Deployment: Docker-based, via docker compose on the verification host
Connectivity: SSH from analysis workstation to verification host for command execution and HTTP for exploit delivery
Privilege: passwordless sudo on verification host for container lifecycle management
Principle: Only vulnerabilities confirmed via runtime POC execution are included in final CVE reports. Static analysis findings without live verification are marked as unverified.
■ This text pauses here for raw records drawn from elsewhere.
PR #190, opened 2019-01-22
Add debuging and tracing to install test.

tonyskapunk:
- Enable debug and trace on install test
- Enable debug on exec test.


tonyskapunk:
This was meant for testing, an issue is being created as the problem is with bash 5 and trap.

PR #192, opened 2019-01-24
Fixes change in SIGCHLD behaviour in bash 5.0

### LINKED ISSUE #191: Need bash 5.0 support.
Build on bash 5 is currently failing: https://travis-ci.org/rackerlabs/recap/jobs/483067424 reflected only in `master`,

`dev` branch passed fine because it was running bash version 4 (https://travis-ci.org/rackerlabs/recap/jobs/477402022#L1057)  but since bash 5.0 was released lately (https://lists.gnu.org/archive/html/bash-announce/2019-01/msg00000.html), buster picked it up recently (https://packages.debian.org/source/testing/bash) and new runs on it are failing.

jamrok:
Fixes #191 

After investigating this with @tonyskapunk, we found the following:

From https://tiswww.case.edu/php/chet/bash/NEWS:
> n. The SIGCHLD trap is run once for each exiting child process even if job
   control is not enabled when the shell is in Posix mode.

Or on the unofficial mirror: https://github.com/bminor/bash/blob/master/NEWS#L46-L47

Based on the change above, it seems we're now able to do more granular handling of the exit status of child processes by trapping SIGCHLD in the parent and checking the exit status in a "trap handler" function. Since we don't need that, we can remove 17 from the trap list.


tonyskapunk:
lgtm

:trophy:  Thanks @jamrok !

PR #201, opened 2019-02-15
Add an option to enable plugins via ansible.

tonyskapunk:
- Add a way to enable plugins via Ansible


tonyskapunk:
Merging into `development`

Note: Verification host credentials and network details are configured per-deployment and not stored in this repository.

CVE Submission Threshold

Criterion	Requirement
CVSS Score	≥ 7.0 (High/Critical)
Exploitability	Must have complete Source→Sink call chain
POC	Must be weaponized and functional
Impact	Affects real users (not local/test-only)
Version	Clearly identified affected versions

Project Structure

code-audit-projects/<project-name>/
├── source/                  # Cloned source code (git clone MUST target this)
├── state/                   # Audit state & task history (checkpoint recovery)
│   ├── audit-state.json
│   └── task-history.jsonl
├── workspace/               # Subagent workspaces
│   ├── 00-work-background.md
│   ├── 01-module-map.md
│   └── agent-<module>/
│       ├── background.md
│       ├── skill.md
│       ├── execution.log
│       └── report.md
├── pocs/                    # Weaponized POC scripts
├── reports/                 # CVE submission reports
├── docker/                  # Docker deployment configs
└── metadata.json

MCP Integrations

MCP Server	Purpose
`codebase-memory`	Build code knowledge graphs, enable Source→Sink tracing across module boundaries
`cve-search`	Query historical CVE data for specialized audit mode, analyze attack patterns

Language-Specific Vulnerability Guides

Language	Coverage
Python	SQL injection, command injection, path traversal, deserialization, SSTI, XXE, SSRF
PHP	SQL injection, command injection, file inclusion, XSS, deserialization, path traversal, SSRF
Java	SQL injection, command injection, XXE, deserialization, path traversal, SSRF, SSTI, JNDI injection
Rust	Unsoundness, concurrency races, resource exhaustion, integer/buffer issues, supply chain

Deliverables

CVE Submission Report — aggregated report with Executive Summary, CVE candidate table, and detailed per-vulnerability analysis
Per-Vulnerability Reports — individual CVE reports with Source→Sink chains, CVSS vectors, and evidence
Weaponized POC Scripts — self-contained Python exploit scripts
Verification Reports — per-vulnerability verification results against live deployments

File Map

SKILL.md                         # Core skill definition — full audit workflow
references/                      # Language guides & operational references
  ├── python-guide.md            # Python vulnerability patterns
  ├── php-guide.md               # PHP vulnerability patterns
  ├── java-guide.md              # Java vulnerability patterns
  ├── rust-guide.md              # Rust vulnerability patterns
  ├── module-detection.md        # Module partitioning by project type
  ├── project-structure.md       # Standard directory layout
  ├── parallel-audit-workflow.md # Phase 2A/2B/2C parallel audit details
  ├── subagent-guide.md          # Subagent background doc creation
  ├── phase1-project-init.md     # Initialization detailed steps
  ├── phase2-cve-intelligence.md # CVE intelligence gathering (specialized mode)
  ├── phases-3to6.md             # Deployment, POC, verification, reporting
  ├── cve-intelligence-guide.md  # CVE intelligence methodology
  └── operations.md              # Error handling, reminders, deliverables
templates/                       # Output templates
  ├── vulnerability-report-template.md
  ├── subagent-skill-template.md
  ├── subagent-background-template.md
  ├── summary-report-template.md
  ├── verification-report-template.md
  ├── poc-template.py
  └── ...
state/                           # State schema
  └── audit-state-schema.md
evals/                           # Trigger evaluation test cases
  ├── evals.json
  └── trigger-evals.json

Requirements

Claude Code CLI
Git
Docker (for POC verification)
Python 3.x (for POC execution)
MCP servers: codebase-memory, cve-search (optional, for specialized mode)

License

This project is a skill definition for Claude Code. Use at your own risk. The system is designed for authorized security testing and vulnerability research only.